DATA: Begin

PR #969, opened 2019-03-17
Move appveyor in-tree and convert to MSVC2015.

dvander:

PR #1236, opened 2020-04-21
Always use hl2sdk-proxy-repo in checkout-deps

peace-maker:
There were two separate issues with the checkout-deps scripts on windows and linux.

Windows didn't use the hl2sdk repository mirror "hl2sdk-proxy-repo" when cloning the different engine branches into their own folders like `hl2sdk-csgo`, `hl2sdk-css`, ... but cloned from github.com every time. When rerunning the checkout-deps.ps1 script later it would fail to find the "hl2sdk-proxy-repo" folder and fail to update the sdks.

Linux did use the local mirror repository for the initial clone of the different game sdk branches, but used github.com for later updates of the game sdks instead of using the local mirror.

Fix both scripts to always use the local mirror.

Looks like the AppVeyor config has to be updated too if it doesn't use the checkout-deps.ps1 script. #969

### DIFF
--- a/tools/checkout-deps.ps1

DATA: End

PROBLEM REQUIREMENTS - Please reproduce exactly the lines from the first one of the records above through the line containing "There were two", both included, and nothing else.

WRITTEN ANSWER -
PR #969, opened 2019-03-17
Move appveyor in-tree and convert to MSVC2015.

dvander:

PR #1236, opened 2020-04-21
Always use hl2sdk-proxy-repo in checkout-deps

peace-maker:
There were two separate issues with the checkout-deps scripts on windows and linux.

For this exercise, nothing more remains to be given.